Due to the fact that the SBOM will surface issues like this that have no practical impact on a product, CISA also provides a way to justify the presence of a vulnerability that does not actually impact software - a similar limit that automated security tooling has. To account for that, CISA provides a tool to justify the presence of these vulns - that's CISA's VEX. 

Vulnerability Exploitability eXchange (VEX) – Use Cases

Vulnerability Exploitability eXchange (VEX) - Status Justifications

Additionally, we strongly encourage customers to leverage tools like CISA's KEV catalog.

KEV provides an authoritative source of vulnerabilities that are known to have been exploited "in the wild". CVE-2024-50379 is not (yet) listed in the KEV catalog.

For this case, the VEX status justification is "Vulnerable_code_cannot_be_controlled_by_adversary" because there's not a way for an attacker to exploit this CVE in our software. This is the direction the industry is moving - away from patching due to CVSS (which is not an indicator of risk) and toward using limited resources to address issues that introduce risk - eg: demonstrably exploitable issues. 

While we update Tomcat for each release and our 11.5 release will include an updated internal application server, we have no plans to offer an out-of-cycle patch for a CVE that does not impact ArcGIS Enterprise. 

In a case like this, when organizations threaten to take a service offline to satisfy a "compliance" requirement when a vendor - who is authoritative in this discussion - provides evidence that the issue is not exploitable, the organization in fact causes a high severity (CVSSv31 7.5) denial of service against themselves. We welcome additional conversation regarding our vulnerability handling process. Feel free to shoot me a DM and we can arrange a discussion with your CISO and other stakeholders. 

JohnLivengood
Occasional Contributor

Welcome to State Government.  We thrive on out-of-date approaches.  

RandallWilliams
Esri Regular Contributor

Hi All,

While automated vulnerability scanners will complain about CVE-2024-50379, this CVE has no impact on ArcGIS software. A challenge with almost all of these tools is that they are good at comparing a given software product/version against a database of known vulnerabilities, they are typically unable to validate exploitability. 

In this case, Esri software is not impacted by CVE-2024-50379 because we do configure the default servlet to enable write (readonly initialisation parameter set to the non-default value of false). We also don't enable the PUT method at the application server level. 

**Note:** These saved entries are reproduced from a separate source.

PR #156, opened 2017-10-18
RAINCATCH-1351 - File Server

wtrocki:
## Motivation

WIP work for file server.
Requires some refactoring to fit to typescript model. 

## Progress
- [x] Create interfaces
- [x] Create api mounts
- [x] Create implementations


cloud/file-store/src/FileRoutes.ts
```diff
@@ -0,0 +1,71 @@
...
+    req.fileMeta.id = uuid.create().toString();
+    req.fileMeta.uid = req.fileMeta.id;
+    req.fileMeta.name = req.body.fileName;
+    req.fileMeta.namespace = req.body.namespace;
+    req.fileMeta.owner = req.body.ownerId;
+    req.fileMeta.mimetype = req.file.mimetype;
+    next();
+  };
+
+  router.route('/:filename/binary').post(binaryUploadInitMiddleware, fileService.mutlerMiddleware,
```
paolobueno: Do you think we need these separate endpoints? I think we can use http headers instead.
Seems like multer already only works on top of `multipart/form-data`, so for base64 we could go with `Content-Type: application/octet-stream` and maybe `Content-Transfer-Encoding: base4`, or even `Content-Type: application/base64`

See: https://www.w3.org/Protocols/rfc1341/5_Content-Transfer-Encoding.html

wtrocki: Awesome comment. Fully agree. Going to merge them together!

wtrocki:
@JameelB - I pushed changes to origin by routine :)
New updated version available.

paolobueno (approved):

PR #158, opened 2017-10-19
Added License information to RainCatcher

lgriffin:
## Motivation

Our users have more transparency by us outlining the licensing information that is contained without our dependencies. This will help with adoption of RainCatcher from a legal perspective by making the decision easier.

## Description
I ran the https://github.com/bucharest-gold/license-reporter reporter on the tool and included the output licenses folder. When the license-reporter hits 1.0 stable it will be in NPM, at that point I will send in a 2nd pull request to add it as a dependency to our project allowing it become part of our workflow.

## Progress
- [ ]
- [ ] Unit tests (Not Applicable)
- [ X] Documentation (I have updated the Readme)

## Additional Notes

This will be a requirement for any Red Hat product in the future that might want to consume RainCatcher so this is pre-empting that step while being more transparent to our community.

@wtrocki pinging you for your info

### DIFF
--- a/README.md
+++ b/README.md
@@ -174,3 +174,7 @@ The repository also includes a set of commands for publishing both the standalon
 - `npm run publish:full` - prepares packages and tries to publish to the public registry, requires human input for confirming the version bumps, see the [lerna publish](https://github.com/lerna/lerna#publish) documentation for more information.
 - `npm run publish:dry` - does a dry-run of the publish scripts for local test purposes, avoiding any permanent changes to git history or npm registries
 - `npm run publish:demo-server` - publishes the `demo/server` application to the feedhenry-templates repository as part of the project's inclusion in the [Red Hat Mobile Application Platform](https://www.redhat.com/en/technologies/mobile/application-platform)
+
+### License Information
+
+The licenses folder contains the dependency license information for raincatcher-core. Within the licenses folder you can find a HTML file outlining the dependencies and we helpfully provide a copy of the license file as it appears within the dependency. For convenience, we provide an XML version which can be used with standalone Licenser Tools such as the Node.js [License Reporter](https://github.com/bucharest-gold/license-reporter) project which we used to generate this information.
--- a/licenses/license.html
+++ b/licenses/license.html
@@ -1,0 +1,32 @@
+<html>
+<head>
+<meta http-equiv="Content-Type" content="text/html;charset=utf-8">
+<link rel="stylesheet" type="text/css" href="licenses.css">
+</head>
+<body>
+<h2>raincatcher</h2>
+<table>
+<tr>
+<th>Package Group</th>
+<th>Package Artifact</th>
+<th>Package Version</th>
+<th>Remote Licenses</th>
+<th>Local Licenses</th>
+</tr>
+<tr>
+<td>tslint</td>
+<td>N/A</td>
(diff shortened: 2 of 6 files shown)


lgriffin:
Just to note the content of the folder:

- license.xml -- an XML version of the licenses consumable by other tools
- license.html a simple to view version of the XML for human readability which includes local license links
- license.css some simple styling
- Individual text versions of the dependencies License. This serves two purposes. The first is to show the license info "as is" in the dependency and snapshots it in time, in case the license information changes. Secondly to provide an offline link to the license. In the HTML we provide a remote URL to the various license texts but our users might not have outbound internet connectivity and protects us from firewall rules (popular in insurance companies)

wtrocki:
**Thanks for contributing to Raincatcher**  :1st_place_medal: 

To provide more context for this change.
RainCatcher is being delivered to customers as 3 separate repositories. Each of those are generated from this core repository. Core repository is mono repo that has tools we use as a team to deliver our software. Licenses were run on the top level package. 

*Do we want this change to be included on the tooling repository or the end user deliverable?*

From what I have seen (it's actual requirement from Apache license) we may need to have it on deliverable. 

I have tried to run command it on all packages using:
```
npm i -D license-reporter && lerna exec -- license-reporter
```

This gave me a lots of duplication in license files and many other artifacts.
From what I get the target here will be to get top level view what RainCatcher is using.
I checked where this tool is used and for most of the cases it's being done for user facing source code.

I think that it will be better to:
- Generate licenses on the top level projects that are delivered to customers.
- Have tooling integrated as part of the workflow so we will update things on every release.

We will need to change our release automation to always include this into:
- https://github.com/feedhenry-raincatcher/raincatcher-portal
- https://github.com/feedhenry-raincatcher/raincatcher-mobile
- https://github.com/feedhenry-raincatcher/raincatcher-server

I have created jira ticket to properly facilitate discussion:
https://issues.jboss.org/browse/RAINCATCH-1371

TL;DR - I think we should generate that on different repositories. 
Team will add automation to keep this list up to date.

lgriffin:
Thank you @wtrocki some very sensible comments and observations there.

For clarity, I want to state that there will be duplication by design as the tool has to look at the individual perspective. There will also be a volume of files that are generated which are duplicates by nature. If you have X dependencies with the same license it will produce X local license files with potentially the exact text as it appears. It's a safety net to capture the snapshot from a licensing perspective and more importantly to allow a developer actually see the license text that the original author of our dependency used. Just in case a dependency has an alternative view on the stock text. 

I think personally the licenses should be available on any component that is end user facing in any capacity, so that the developer / customer has a view of what our constituent parts are made up of. It will interestingly provide the licensing information if raincatcher-core is used as a dependency elsewhere -- which is good to show them what we depend on :)

+1 to including this on the automated tooling it means every time we release we snapshot our dependency ecosystem and our licensing. The license-reporter tool in a future version may offer a diff style comparison to flag any changes in text or license type at a dependency level which will provide us with a very welcome layer of security. I'm going to suggest that as a feature enhancement and some cross community collaboration might see it implemented.

wtrocki:
**Thanks for contributing to Raincatcher**  :1st_place_medal: 
Pull request becaome outdated and is going to be closed by our team. 
Feel free to reopen it to provide update or create new one.

PR #159, opened 2017-10-20
WIP file sync client

wtrocki:
## Motivation

Create file sync client. 

## Progress
- [x] Create module with queue implementation


client/filestore-client/package.json
```diff
@@ -0,0 +1,47 @@
...
+  "version": "1.0.0",
+  "description": "RainCatcher file storage client",
+  "types": "src/index.ts",
+  "author": "feedhenry-raincatcher@redhat.com",
+  "license": "Apache-2.0",
+  "main": "src/",
+  "scripts": {
+    "clean": "del coverage_report src/**/*.js src/**/*.map test/**/*.js test/**/*.map",
+    "build": "tsc",
+    "start": "ts-node src/index.ts",
```
paolobueno: No need for a `start` command on this package, maybe we should remove it from the base?

client/filestore-client/src/CordovaFileUpload.ts
```diff
@@ -0,0 +1,62 @@
+import * as Bluebird from 'bluebird';
+
+// Cordova mocks for typescript
+declare var FileUploadOptions: any;
+declare var FileTransfer: any;
```
paolobueno: Maybe put these in private fields to a `CordovaFileUpload` class, or just rename the file so it doesn't suggest it's exporting a class.

client/filestore-client/src/CordovaFileUpload.ts
```diff
@@ -0,0 +1,62 @@
...
+ * @param fileURI
+ * @param options
+ * @returns {*}
+ */
+export function uploadFile(baseUrl, userId, fileURI, options) {
+  if (arguments.length < 2) {
+    return Bluebird.reject('userId and fileURI parameters are required.');
+  } else {
+    options = options || {};
+    const fileUploadOptions = new FileUploadOptions();
```
paolobueno: Can be just an interface instead of a class

client/filestore-client/src/CordovaFileUpload.ts
wtrocki: I had problem with this. There are definitions for this but they are outdated (more than year old) when bringing old definitions I could have some differences between the new ones
with such small exposure and couple trials I decided to go this way. 

I will wrap methods and fields into class.

client/filestore-client/src/CordovaFileUpload.ts
```diff
@@ -0,0 +1,62 @@
...
+    fileUploadOptions.fileKey = options.fileKey || 'binaryfile';
+    fileUploadOptions.fileName = options.fileName;
+    fileUploadOptions.mimeType = options.mimeType || 'image/jpeg';
+    fileUploadOptions.params = {
+      ownerId: userId,
+      fileName: options.fileName
+    };
+    const timeout = options.timeout || 2000;
+    const retries = options.retries || 1;
+    const serverURI = baseUrl + '/upload/binary';
```
wtrocki: This is something I will need to extract and improve now. 
Actual network client needs to come from developers as they need to apply some headers for security etc.

@paolobueno - Do you think we can put that into angularjs-http module? Thinking how to get that without creating additional artifacts.

client/filestore-client/src/FileManager.ts
```diff
@@ -0,0 +1,82 @@
...
+      self.startProcessingUploads();
+    });
+  }
+
+  public startProcessingUploads() {
+    const queueItems = this.uploadQueue.restoreData().getItemList();
+    const self = this;
+    if (queueItems && queueItems.length > 0) {
+      console.info('Processing offline file queue. Number of items to save: ', queueItems.length);
+      let promise = this.saveFile(queueItems[0]).then(function() {
```
paolobueno: The queue processing part might be the hardest part of the file feature...

I think the best function to deal with the concurrency for now would be
```typescript
Bluebird.map(queueItems, i => self.saveFile(i), {concurrency: 1});
```

See http://bluebirdjs.com/docs/api/promise.map.html#map-option-concurrency

client/filestore-client/src/FileManager.ts
```diff
@@ -0,0 +1,82 @@
...
+    });
+  }
+
+  /**
+   * Add file to upload queue. File would be uploaded depending on internet connectivity.
+   *
+   * @param file {userId, fileURI, options, dataUrl}
+   * @returns {*}
+   */
+  public scheduleFileToBeUploaded(file: any) {
```
paolobueno: TODO: add interface for the file param obj

client/filestore-client/src/FileQueue.ts
```diff
@@ -0,0 +1,78 @@
...
+ * Queue implementation backed by browser persistent storage
+ *
+ * @param name
+ */
+export class FileQueue {
+  private queueName: string;
+  // TODO interface for datatype
+  private queueData: any[];
+
+  public constructor(name: string) {
```
paolobueno: We might need to add `localStorage` as a constructor DI for unit tests.

client/filestore-client/src/CordovaFileUpload.ts
paolobueno: Ah, you mean ts definitions for the cordova plugins? Sorry, didn't know these were from cordova, thought they were new classes.

I was referring to the actual name of the file though, the module is exporting the individual functions, not a class, so I think we should avoid naming it starting with uppercase.

client/filestore-client/src/CordovaFileUpload.ts
```diff
@@ -0,0 +1,62 @@
...
+
+// Cordova mocks for typescript
+declare var FileUploadOptions: any;
+declare var FileTransfer: any;
+
+// Handling file upload to server
+function fileUpload(fileURI, serverURI, fileUploadOptions) {
+  const transfer = new FileTransfer();
+  return new Bluebird(function(resolve, reject) {
+    transfer.upload(fileURI, serverURI, function(response) {
```
wtrocki: @JameelB This will fail currently as file transfer needs to work with passport/keycloak. 


We can pass headers here but this will mean that there will be 2 different places to edit those.
See: http://ngcordova.com/docs/plugins/fileTransfer/

@JameelB - What we should do here in your opinion:

Should we move this to the top level app to have control over the the options and allow users to control this?

client/filestore-client/src/CordovaFileUpload.ts
wtrocki: They are globals from cordova libraries required in top level app. 
Sadly cordova requrires them to be on the top level application. as they are part of the build process.

TL;DR - what is your suggestion here :)?

client/filestore-client/src/CordovaFileUpload.ts
paolobueno: Makes sense to reutilize our own angularjs-http module. I think this module will need to receive a 'compatible' http client as a dependency and defer to it for the actual communications.

I've taken a look at the file transfer plugin and I think it's not required for this, and we can use any http lib instead as long as we can configure the correct mime types and headers: https://github.com/apache/cordova-plugin-file-transfer#deprecated

We probably need to add support for file uploads to the angularjs-http module, since it was built only as a json-based REST client. This can be done like this: https://stackoverflow.com/a/25264008/2600345, maybe adding something like `HttpDataService.prototype.uploadFile(relativeUrl, fileData)`

What I'm worried about right now is introducing a circular dependency between both core and angularjs repositories.

paolobueno: A way to avoid coupling this module with `angularjs-http` would be for it to only receive a simple callback `uploadFile(url, data) => Promise` and let the demo application/step configure it to come from the angularjs module.

client/filestore-client/src/CordovaFileUpload.ts
paolobueno: Some discussion around this topic in https://github.com/feedhenry-raincatcher/raincatcher-core/pull/159#discussion_r146268198.

tl;dr, we could ditch the cordova file transfer plugin and just have this module receive a function that'll handle the file upload itself.

client/filestore-client/src/CordovaFileUpload.ts
wtrocki: > What I'm worried about right now is introducing a circular dependency between both core and angularjs repositories.

Let's bind them in the reference app so it will not be hard dependency.

client/filestore-client/src/FileManager.ts
wtrocki: This one definitely need improvements. Great point!

client/filestore-client/src/CordovaFileUpload.ts
wtrocki: @paolobueno That will be the best aproach as we can put that on http module or even use file transfer directly in the application!

JameelB: @wtrocki @paolobueno if its possible to use angular-http i vote for doing it that way

client/filestore-client/src/CordovaFileUpload.ts
wtrocki: I do not understand what you mean here.

client/filestore-client/src/CordovaFileUpload.ts
paolobueno: So even if keeping the filetransfer plugin, what I found in other `@types/cordova-plugin-*` definitions is that they add the objects under `window.*` or `window.navigator.*`, and any browser global can be referenced like that too.

client/filestore-client/src/CordovaFileUpload.ts
paolobueno: Yeah, disregard this, didn't knew it came from cordova

PR #160, opened 2017-10-23
Fix compilation error

JameelB:
## Description
Core fails to start due to the following typescript compilation error:
`Unable to compile TypeScript: ../../cloud/wfm-rest-api/src/WfmRestApi.ts (21,19): Expected at least 1 arguments, but got 2.`


wtrocki:
@JameelB - I couldn't reproduce this problem, but got your changes and it works as well.. 
What I think is that there is specific version of the definition that is broken. 
I think it will be best to drop that as it gives no value.

wtrocki (approved):

paolobueno (approved):
Not sure how this fixes a lodash-related compilation error either, but okay to merge.

PR #165, opened 2017-10-26
File storage support feature

wtrocki:
## Motivation

See: https://issues.jboss.org/browse/RAINCATCH-1349


austincunningham (dismissed):
don't merge

wtrocki:
Snyk build is failing due to outdated published module. 
Local build for snyk is working fine.

wtrocki:
It looks like that we still getting error:
```

Argument of type 'typeof rename' is not assignable to parameter of type '(arg1: string, arg2: string, callback: (err: any, result: void) => void) => void'.
  Types of parameters 'callback' and 'callback' are incompatible.
```

austincunningham (approved):

wtrocki:
@paolobueno Can I just rebase and merge this? It's required to fix angularjs build.

wtrocki:
@paolobueno I looks like we sending back the local uri to server. Curious if that is needed? 

screen shot 2017-11-20 at 12 13 49 pm

I noticed that download (sync changes from the server) is not included in the demo. We demoing i only for the portal (using different http api). I think that it's ok to go without this option, but worth to mention that we support sync from server. Is that ok?

Going to test it to make sure it works.

wtrocki:
Download works fine! I couldn't really figure out how to replicate it in the standard step so we going to leave that without example.

PR #169, opened 2017-10-26
Fix types error for api-controller and demoDataSetup

JameelB:
## Description
Fix Typescript types errors

## Additional Notes
Related Gist - https://gist.github.com/JameelB/bca467389fd1b58ea027b36b625e9793

### DIFF
--- a/demo/server/src/modules/index.ts
+++ b/demo/server/src/modules/index.ts
@@ -88,16 +88,24 @@ function wfmApiSetup(app: express.Router, connectionPromise: Promise<any>) {
   const role = config.security.adminRole;
   app.use('/api', portalsecurityMiddleware.protect(role));
   app.use('/api', api.createWFMRouter());
-  connectionPromise.then(function(mongo: Db) {
-    // Fix compilation problem with different version of Db.
-    api.setDb(mongo as any);
-  });
+  if (!connectionPromise) {
+    getLogger().error('Failed to connect to a database');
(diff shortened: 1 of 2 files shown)


demo/server/src/modules/index.ts
```diff
@@ -94,7 +94,7 @@ function wfmApiSetup(app: express.Router, connectionPromise: Promise<any>) {
   });
 }
 
-function demoDataSetup(connectionPromise: Promise<Db>) {
+function demoDataSetup(connectionPromise: Promise<any>) {
```
paolobueno: If the promise that's being passed here is really `Db | undefined` from line 31 I think we should look into where the undefined is coming from, might introduce a bug.

paolobueno (dismissed):
Great fix, just a little bit worried about the mongodb being possibly undefined.

demo/server/src/modules/index.ts
JameelB: That's due to the function that's giving back the connectionPromise as that may be void. https://github.com/feedhenry-raincatcher/raincatcher-core/blob/master/demo/server/src/modules/index.ts#L66-L83

paolobueno: Yes, might be worth it to handle that case in this function, even if it's just erroing out and printing it to the user.

wtrocki (approved):

PR #175, opened 2017-10-31
Add extra metadata to post request

paolobueno:
ping @JameelB

### DIFF
--- a/client/filestore-client/src/CordovaFileSupport.ts
+++ b/client/filestore-client/src/CordovaFileSupport.ts
@@ -1,4 +1,5 @@
 import * as Bluebird from 'bluebird';
+import { each } from 'lodash';
 import { FileQueueEntry } from './FileQueueEntry';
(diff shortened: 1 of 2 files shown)


client/filestore-client/src/CordovaFileSupport.ts
```diff
@@ -43,6 +44,11 @@ export class CordovaFileSupport {
           const blob = new Blob([new Uint8Array(this.result)], { type: 'image/jpg' });
           const data = new FormData();
           data.append('file', blob);
+          each(file, function(value, key) {
+            if (value) {
+              data.append(key, value);
+            }
+          });
```
paolobueno, line 51: This just adds extra fields from the FileQueueEntry object to the request, currently the server ignores them, but I think it's good to send them too for future-proofing (TM)

JameelB (approved):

Note also that this CVE would typically only impact Windows - Linux based file systems are case sensitive. 

 

RandallWilliams
Esri Regular Contributor

For completeness - ^^^ This same response also applies to CVE-2024-56337 . These are basically the same bugs, but the mitigation for CVE-2024-50379 was incomplete. We have recently updated our 3rd party CVE response app to reflect the above stance for CVE-2024-50379. That app is found in the "Customer Exclusive" document repository in the ArcGIS Trust Center.